◆ Your goal: Below are some records; quote exactly the lines from the one that contains "and allow multiple" through the one that contains "- Both can be used simultaneously", inclusive, and no others.

◆ Material for this task:
PR #10695, opened 2022-03-02
Fixing xfails of https://github.com/conan-io/conan/pull/10689

### LINKED ISSUE #10691: [bug] editables + layout broken
Review the 4 tests skipped: `@pytest.mark.xfail(reason="Editable + layout are broken,`
The cause: The generators are accessing `dep.package_folder` for several reasons but they shouldn't because the paths in the cpp_info object are already absolute. At most `dep.package_folder` could be used to "extract" the common path to a variable but the generator has to check if `dep.package_folder` is None before.

From https://github.com/conan-io/conan/pull/10689

memsharded:
Changelog: omit
Docs: omit

Close https://github.com/conan-io/conan/issues/10691

### DIFF
--- a/conan/tools/cmake/toolchain/blocks.py
+++ b/conan/tools/cmake/toolchain/blocks.py
@@ -486,10 +486,11 @@ class FindFiles(Block):
         for req in host_req:
             cppinfo = req.cpp_info.aggregated_components()
             # If the builddir is the package_folder, then it is the default "root" one
-            nf = os.path.normpath(req.package_folder)
-            host_build_paths_root.extend(p for p in cppinfo.builddirs if os.path.normpath(p) == nf)
-            host_build_paths_noroot.extend(p for p in cppinfo.builddirs if os.path.normpath(p) != nf)
-            host_lib_paths.extend(cppinfo.libdirs)
+            if req.package_folder is not None:
+                nf = os.path.normpath(req.package_folder)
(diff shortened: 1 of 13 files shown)


conan/tools/cmake/toolchain/blocks.py
```diff
@@ -486,7 +486,9 @@ def context(self):
         for req in host_req:
             cppinfo = req.cpp_info.aggregated_components()
             # If the builddir is the package_folder, then it is the default "root" one
-            nf = os.path.normpath(req.package_folder)
+            # The package_folder can be None if editable and layout(), in that case only the
+            # host_build_paths_noroot will be populated
+            nf = os.path.normpath(req.package_folder or "")
             host_build_paths_root.extend(p for p in cppinfo.builddirs if os.path.normpath(p) == nf)
             host_build_paths_noroot.extend(p for p in cppinfo.builddirs if os.path.normpath(p) != nf)
```
lasote: I would see this more clear:

```suggestion
            if req.package_folder:
                nf = os.path.normpath(req.package_folder)
                host_build_paths_root.extend(p for p in cppinfo.builddirs if os.path.normpath(p) == nf)
                host_build_paths_noroot.extend(p for p in cppinfo.builddirs if os.path.normpath(p) != nf)
            else:
                host_build_paths_root = []
                host_build_paths_noroot.extend(p for p in cppinfo.builddirs)
```

lasote (approved):

PR #10716, opened 2022-03-04
[develop2] Simplify source management

memsharded:
- Do not remove files in the process, not necessary (remove ``_clean_source_folder()``
- Do not do a local copy of exports files in local flow.


lasote (approved):
🥇

Issue #10632, opened 2022-02-22
[feature] Rename ``conan install --reference`` to ``conan install --requires=xxx`` and allow multiple


memsharded:
This might align better with the conanfile ``[requires]`` definition, and understand that it allows version ranges for example.

It might be worth considering too the ``--reference=xxxx --build-require`` and move it to ``--build-require=xxxx`` argument (even in combination with the above)

The mapping between the conanfile and the command line will be direct and more understandable?

memsharded:
Implemented in https://github.com/conan-io/conan/pull/10721

PR #10721, opened 2022-03-05
rename reference=>requires

memsharded:
The goal is to have the equivalent to conanfile.txt ``[requires]``, ``[tool_requires]``, etc in cli:
- Renamed ``--reference`` => ``--requires``
- Added ``--tool-requires=xxx``, removed ``install --requires=xxx --build-require``
- Made both multiple
- Both can be used simultaneously 
- ``conan create`` maintains ``--build-require`` as argument (in case there is no ``test_package``), to indicate it is a build-require, still seems necessary (maybe rename it to ``--tool-require`` or ``--is-tool-require``?

Close https://github.com/conan-io/conan/issues/10632


conans/cli/api/subapi/graph.py
```diff
@@ -83,11 +84,16 @@ def load_root_test_conanfile(self, path, tested_reference, profile_host, profile
...
                                     require_overrides=None):
+        if not requires and not tool_requires:
+            raise ConanException("Provide requires or tool_requires")
         app = ConanApp(self.conan_api.cache_folder)
-        profile_host.options.scope(ref.name)
-        conanfile = app.loader.load_virtual([ref],  is_build_require=is_build_require,
+        if requires and len(requires) == 1 and not tool_requires:
+            profile_host.options.scope(requires[0].name)
+        if tool_requires and len(tool_requires) == 1 and not requires:
+            profile_host.options.scope(tool_requires[0].name)
```
lasote: This looks tricky in the API. I get why it is like this, but it makes no sense for the API. Should the profile options be scoped before this call?

conans/cli/api/subapi/graph.py
```diff
@@ -83,11 +84,16 @@ def load_root_test_conanfile(self, path, tested_reference, profile_host, profile
         return root_node
 
     @api_method
-    def load_root_virtual_conanfile(self, ref, profile_host, is_build_require=False,
+    def load_root_virtual_conanfile(self, profile_host, requires=None, tool_requires=None,
```
lasote, line 87: Would make sense a generic build_require instead the tool_requires?

memsharded: I am not sure, it tries to mimic the ``[tool_requires]`` we have in the ``conanfile.txt`` (and ``conanfile.py``). If we are adding a ``--build-requires``, then a explicit equivalent in conanfile should be created?
Actually it would make more sense to have a ``--test-requires``, the only thing is that for consumer ``conan install`` that is equivalent in practice to ``--requires``, so it is not strictly required functionality, just syntactic sugar.

conans/cli/api/subapi/graph.py
memsharded: Yes, I don't love it, I was adding this to not break some existing tests, but could be moved outside the API, yes.

czoido (approved):

conans/cli/api/subapi/graph.py
lasote: Agree

conans/cli/api/subapi/graph.py
memsharded: Moved to ``scope_options()`` helper.

lasote (approved):

PR #10729, opened 2022-03-07
[conf] Defining user_toolchain as list

franramirez688:
Changelog: Feature: Configuration field `tools.cmake.cmaketoolchain:user_toolchain` defined as list-like object

### DIFF
--- a/conans/model/conf.py
+++ b/conans/model/conf.py
@@ -16,7 +16,7 @@ BUILT_IN_CONFS = {
     "tools.cmake.cmaketoolchain:generator": "User defined CMake generator to use instead of default",
     "tools.cmake.cmaketoolchain:find_package_prefer_config": "Argument for the CMAKE_FIND_PACKAGE_PREFER_CONFIG",
     "tools.cmake.cmaketoolchain:toolchain_file": "Use other existing file rather than conan_toolchain.cmake one",
-    "tools.cmake.cmaketoolchain:user_toolchain": "Inject existing user toolchain at the beginning of conan_toolchain.cmake",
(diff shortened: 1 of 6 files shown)


conans/test/functional/toolchains/cmake/test_cmake_toolchain.py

◆ Result of the exercise:
[feature] Rename ``conan install --reference`` to ``conan install --requires=xxx`` and allow multiple


memsharded:
This might align better with the conanfile ``[requires]`` definition, and understand that it allows version ranges for example.

It might be worth considering too the ``--reference=xxxx --build-require`` and move it to ``--build-require=xxxx`` argument (even in combination with the above)

The mapping between the conanfile and the command line will be direct and more understandable?

memsharded:
Implemented in https://github.com/conan-io/conan/pull/10721

PR #10721, opened 2022-03-05
rename reference=>requires

memsharded:
The goal is to have the equivalent to conanfile.txt ``[requires]``, ``[tool_requires]``, etc in cli:
- Renamed ``--reference`` => ``--requires``
- Added ``--tool-requires=xxx``, removed ``install --requires=xxx --build-require``
- Made both multiple
- Both can be used simultaneously 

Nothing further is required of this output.